Hi,
let’s say I have a tensor like this:
a = torch.randint(1, 9, (12, 3))
output:
tensor([[2, 1, 5],
[2, 4, 7],
[8, 4, 6],
[3, 8, 5],
[7, 3, 5],
[6, 6, 8],
[6, 8, 3],
[5, 1, 4],
[2, 4, 6],
[4, 8, 7],
[3, 3, 6],
[1, 7, 8]])
and now I want to concatenate specific rows according to the following pattern:
triplets_list = []
for i in range(0, a.shape[0], 4):
# Get quadruplet
x1, x2, x3, x4 = a[i:i+4]
# Create concatenated pairs from quadruplet
pair_x1x2 = torch.cat([x1, x2], dim=0)
pair_x1x3 = torch.cat([x1, x3], dim=0)
pair_x3x4 = torch.cat([x3, x4], dim=0)
# Stack concatenated tensors
triplets_list.append(torch.stack([pair_x1x2, pair_x1x3, pair_x3x4], dim=0))

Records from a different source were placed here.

PR #662, opened 2015-11-14
implement skip-stop traversal, example has_function_of_symbol

rwst:


rwst:
Ultimately I did not need this, but you may be interested nevertheless.

certik:
We should add some tests showing how to use this.

Sumith1896:
@rwst There some changes in the master, `visitor.h` I think. This needs to be updated. Also, tests too.

certik:
I am going to close this for now. @rwst if you want this in, we can always finish it, add tests, etc. later.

# Concatenate list of triplets
wanted_result = torch.cat(triplets_list, dim=0)
output:
tensor([[2, 1, 5, 2, 4, 7],
[2, 1, 5, 8, 4, 6],
[8, 4, 6, 3, 8, 5],
[7, 3, 5, 6, 6, 8],
[7, 3, 5, 6, 8, 3],
[6, 8, 3, 5, 1, 4],
[2, 4, 6, 4, 8, 7],
[2, 4, 6, 3, 3, 6],
[3, 3, 6, 1, 7, 8]])
So for every 4 rows (indexed from 0 to 3) I need to concatenate 0 with 1, 0 with 2 and 2 with 3. Is there a way to vectorize that operation? - for now I come up with non-vectorized presented above.